(RECORD SET Opens)

PR #343, opened 2022-04-28
GSYE-269: Set an empty list as a default children in accumulated_trades

cruky:
This is a precautionary measure in a corner case of missing children key of area in accumulated_trades but the same time there are existed children in area configuration tree.

### DIFF
--- a/gsy_framework/sim_results/cumulative_grid_trades.py
+++ b/gsy_framework/sim_results/cumulative_grid_trades.py
@@ -192,11 +192,13 @@ class CumulativeGridTrades(ResultsBaseClass):
         Returns: None
         """
         current_child_uuids = [
-            c["uuid"] for c in accumulated_trades[area["uuid"]].get("children", [])
+            child["uuid"] for child in accumulated_trades[area["uuid"]].get("children", [])  or []
         ]
         for child in area.get("children", []):
             if child["uuid"] not in current_child_uuids:
-                accumulated_trades[area["uuid"]].setdefault("children", []).append(
+                if accumulated_trades[area["uuid"]].get("children") is None:
+                    accumulated_trades[area["uuid"]]["children"] = []
+                accumulated_trades[area["uuid"]]["children"].append(
                     self._generate_accumulated_trades_child_dict(
                         accumulated_trades, child
                     )
--- a/gsy_framework/sim_results/cumulative_grid_trades.py
+++ b/gsy_framework/sim_results/cumulative_grid_trades.py
@@ -192,7 +192,7 @@ class CumulativeGridTrades(ResultsBaseClass):
         Returns: None
         """
         current_child_uuids = [
-            child["uuid"] for child in accumulated_trades[area["uuid"]].get("children", [])  or []
+            child["uuid"] for child in accumulated_trades[area["uuid"]].get("children", []) or []
         ]
         for child in area.get("children", []):
             if child["uuid"] not in current_child_uuids:
--- a/gsy_framework/sim_results/cumulative_grid_trades.py
+++ b/gsy_framework/sim_results/cumulative_grid_trades.py
@@ -192,7 +192,7 @@ class CumulativeGridTrades(ResultsBaseClass):
         Returns: None
         """
         current_child_uuids = [
-            child["uuid"] for child in accumulated_trades[area["uuid"]].get("children", []) or []
+            child["uuid"] for child in accumulated_trades[area["uuid"]].get("children") or []
         ]
         for child in area.get("children", []):
             if child["uuid"] not in current_child_uuids:
--- a/gsy_framework/sim_results/cumulative_grid_trades.py
+++ b/gsy_framework/sim_results/cumulative_grid_trades.py
@@ -192,11 +192,11 @@ class CumulativeGridTrades(ResultsBaseClass):
         Returns: None
         """
         current_child_uuids = [
-            c["uuid"] for c in accumulated_trades[area["uuid"]]["children"]
+            c["uuid"] for c in accumulated_trades[area["uuid"]].get("children", [])
         ]
         for child in area.get("children", []):
             if child["uuid"] not in current_child_uuids:
-                accumulated_trades[area["uuid"]]["children"].append(
+                accumulated_trades[area["uuid"]].setdefault("children", []).append(
                     self._generate_accumulated_trades_child_dict(
                         accumulated_trades, child
                     )


fievelk (dismissed):

gsy_framework/sim_results/cumulative_grid_trades.py
```diff
@@ -192,11 +192,11 @@ def _update_area_children_in_accumulated_trades_dict(self, accumulated_trades, a
         Returns: None
         """
         current_child_uuids = [
-            c["uuid"] for c in accumulated_trades[area["uuid"]]["children"]
+            c["uuid"] for c in accumulated_trades[area["uuid"]].get("children", [])
```
fievelk, line 195: Nit:
```suggestion
            child["uuid"] for child in accumulated_trades[area["uuid"]].get("children", [])
```
I know this wasn't part of the PR, but it might be good to fix these situations while we refactor existing code. Anyway, it's just minor.

hannesdiedrich, line 195: Can you please explain, what you are trying to achieve here? 
If `children=None`, then the for loop will still fail.

fievelk: I think that if `children = None`, there would be an exception. I suppose that's why Kamil is trying to replace the `None` with a `[]`.

gsy_framework/sim_results/cumulative_grid_trades.py
```diff
@@ -192,11 +192,11 @@ def _update_area_children_in_accumulated_trades_dict(self, accumulated_trades, a
...
         ]
         for child in area.get("children", []):
             if child["uuid"] not in current_child_uuids:
-                accumulated_trades[area["uuid"]]["children"].append(
+                accumulated_trades[area["uuid"]].setdefault("children", []).append(
```
hannesdiedrich, line 199: Sorry, but I also need some info here. Why is this needed? For the case when `children` is not part of the `accumulated_trades[area["uuid"]]` ?

gsy_framework/sim_results/cumulative_grid_trades.py
hannesdiedrich: But this is not the way to replace `None` with `[]`:
```python
di = {"name": "test", "children": None}
print(di.get("children", []))
# None
```

fievelk: Sorry, my answer was incomplete/wrong: `.get()` will help in case `children` is not present at all. If `children` is `None`, then you need something like `.get("children") or []`.

cruky: I expected that children will be missing or it will be a list.  e.g. this [line](https://github.com/gridsingularity/gsy-framework/blob/8abdd3fc44527cd5aebccb621feeeba6b38ffe6a/gsy_framework/sim_results/cumulative_grid_trades.py#L229) is creating the entries in the accumulated_trades so there will be no None value for children. This [line](https://github.com/gridsingularity/gsy-framework/blob/8abdd3fc44527cd5aebccb621feeeba6b38ffe6a/gsy_framework/sim_results/cumulative_grid_trades.py#L180) is creating a child dict and there is an option for missing children key. Although, you are right, if somehow there will be children=None, then this is not a fix. I can add it.

cruky: The main error was:
```
File "/usr/local/lib/python3.8/site-packages/gsy_framework/sim_results/cumulative_grid_trades.py", line 195, in _update_area_children_in_accumulated_trades_dict
c["uuid"] for c in accumulated_trades[area["uuid"]]["children"]
KeyError: 'children'
```
which probably points to the missing `children` key, and not children: None

gsy_framework/sim_results/cumulative_grid_trades.py
cruky: We had a `KeyError: 'children'` for `accumulated_trades[area["uuid"]]["children"]`.  Which means that the `accumulated_trades` has an area which is missing `children` key. So the append method will raise an error in such case. That's why I create the `children` list and append to it, and if it's already created then it will use existed one.

gsy_framework/sim_results/cumulative_grid_trades.py
hannesdiedrich: But is this area supposed to have children? I mean assets do not have children per defenition.

gsy_framework/sim_results/cumulative_grid_trades.py
hannesdiedrich: Here, https://github.com/gridsingularity/gsy-framework/pull/343#discussion_r861098534 also applies.

gsy_framework/sim_results/cumulative_grid_trades.py
cruky: I didn't get to the root cause so I don't know for sure. What I suspect is somehow the area in the accumulated_trades was overwritten and lost their children. Because the other way, the leaf node (area without children) will never reach the point of `_accumulate_area_trades`.

cruky: Is this area supposed to have children? [_accumulate_area_trades](https://github.com/gridsingularity/gsy-framework/blob/8abdd3fc44527cd5aebccb621feeeba6b38ffe6a/gsy_framework/sim_results/cumulative_grid_trades.py#L87) is reached only by Area type, so I think that it is usually should have children.

gsy_framework/sim_results/cumulative_grid_trades.py
```diff
@@ -192,10 +192,12 @@ def _update_area_children_in_accumulated_trades_dict(self, accumulated_trades, a
         Returns: None
         """
         current_child_uuids = [
-            c["uuid"] for c in accumulated_trades[area["uuid"]]["children"]
+            child["uuid"] for child in accumulated_trades[area["uuid"]].get("children", []) or []
```
Hassan754, line 195: nit, this should be enough to cover the non existing key and the case when it exists and equals to None
```suggestion
            child["uuid"] for child in accumulated_trades[area["uuid"]].get("children") or []
```

Hassan754 (approved):

gsy_framework/sim_results/cumulative_grid_trades.py
hannesdiedrich: I see. Indeed, then this is only a quick fix and probably not the fix of the root cause. I can also give it a try when you can not find it. Please let me know.

hannesdiedrich (dismissed):
LGTM

Hassan754 (approved):

spyrostz (approved):

PR #348, opened 2022-05-30
GSYE-269: Revert unneeded children key assignment in accumulated_trades

cruky:
The previous fix was only making the corrupted CN work, but is not needed for non-corrupted simulations. The code from this fix was also populating incorrect value for `cumulative_grid_trades` and caused problems later with `readSimulationResultsQuery`.


hannesdiedrich (approved):
LGTM

PR #352, opened 2022-06-03
GSYE-159: Replace `energy_rate` with a property in BaseBidOffer

mrsaemir:

According to [GSYE-159](https://gridsingularity.atlassian.net/browse/GSYE-159), in the past it was revealed that dynamically calculating `energy_rate` consumes a lot of CPU cycles, thus the decision was to pre-calculate and cache it. We guess the situation is different now and the frequency of using the `energy_rate` member has decreased, so we decided to replace it with a property to see if it has a significant increase in the simulation runtime. In case if an increase, it will be reverted.

## Proposed changes
- Replace `enerty_rate` member by a property
- Refactor `TestBaseBidOffer.test_to_json_string`
- Make Pylint happier!

INTEGRATION_TESTS_BRANCH=master
GSY_FRAMEWORK_BRANCH=master

### DIFF
--- a/gsy_framework/data_classes.py
+++ b/gsy_framework/data_classes.py
@@ -53,19 +53,21 @@ class BaseBidOffer:
         self.original_price = original_price or price
         self.price = price
         self.energy = energy
-        self.energy_rate = limit_float_precision(self.price / self.energy)
         self.attributes = attributes
         self.requirements = requirements
+
+    @property
+    def energy_rate(self) -> float:
+        """Dynamically calculate rate of energy."""
+        return limit_float_precision(self.price / self.energy)
 
     def update_price(self, price: float) -> None:
         """Update price member."""
         self.price = price
-        self.energy_rate = limit_float_precision(self.price / self.energy)
 
     def update_energy(self, energy: float) -> None:
         """Update energy member."""
         self.energy = energy
-        self.energy_rate = limit_float_precision(self.price / self.energy)
 
     def to_json_string(self, **kwargs) -> str:
         """Convert the Offer or Bid object into its JSON representation.
@@ -544,8 +546,8 @@ class BidOfferMatch:
         """
         if "bid_requirement" in (self.matching_requirements or {}):
             return (
-                    self.matching_requirements["bid_requirement"].get("energy")
-                    or self.bid["energy"])
+                self.matching_requirements["bid_requirement"].get("energy")
+                or self.bid["energy"])
         return self.bid["energy"]
 
     @property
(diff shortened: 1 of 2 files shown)


hannesdiedrich (dismissed):
LGTM

spyrostz (approved):
LGTM

Hassan754 (commented):
LGTM once tests are fixed

gsy_framework/data_classes.py
```diff
@@ -55,6 +55,7 @@ def __init__(self, id: str, creation_time: DateTime, price: float, energy: float
         self.energy = energy
         self.attributes = attributes
         self.requirements = requirements
+        self.type = self.__class__.__name__
```
hannesdiedrich, line 58: I remember a discussion about not using `type` as member of objects in order to not get confused with the build-in type. Can somebody else remember?

mrsaemir: I guess it must be OK to use the name `type` as an attribute since we are not overriding the `type` function in any scope of the program. Reading [this](https://stackoverflow.com/questions/30575543/is-using-type-as-an-attribute-name-a-bad-practice#:~:text=General%20rule%20is%3A%20don't,not%20really%20%22reserved%22) might also be useful.

mrsaemir: Further in the comment it says:
> In your case, since you're specifying type as a class attribute, it should be considered safe since it can only be accessed through its class (self.type or SomeProfile.type).

The reason I moved type to the __init__ method is that `obj.__dict__` will automatically return a dictionary of all the object's attributes and we almost always need `type` to be part of this dictionary; If we don't keep type in the object then we have to manually put the `type` key in the dictionary later in every place - which leads to code duplication:

- [Duplication1](https://github.com/gridsingularity/gsy-framework/pull/352/files#diff-3e3db6df6bdaeed8dd98e5be4a800b1e02fcbf5701f8486d1c577d72612a43a8L199)
- [Duplication2](https://github.com/gridsingularity/gsy-framework/pull/352/files#diff-f4f1059a8d7434f1f13437b37402c3fcfeec75b549221046672443b2ad219cf5L87)
- [Duplication3](https://github.com/gridsingularity/gsy-framework/pull/352/files#diff-f4f1059a8d7434f1f13437b37402c3fcfeec75b549221046672443b2ad219cf5L80)

I tried to avoid duplication of `self.__class__.__name__` by moving type into the `__init__` method.

hannesdiedrich: I see. Convinced.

(RECORD SET Closes)

TASK GOAL>
Pull out every line of the records that includes the string "calculate".

FINAL ANSWER>
According to [GSYE-159](https://gridsingularity.atlassian.net/browse/GSYE-159), in the past it was revealed that dynamically calculating `energy_rate` consumes a lot of CPU cycles, thus the decision was to pre-calculate and cache it. We guess the situation is different now and the frequency of using the `energy_rate` member has decreased, so we decided to replace it with a property to see if it has a significant increase in the simulation runtime. In case if an increase, it will be reverted.
+        """Dynamically calculate rate of energy."""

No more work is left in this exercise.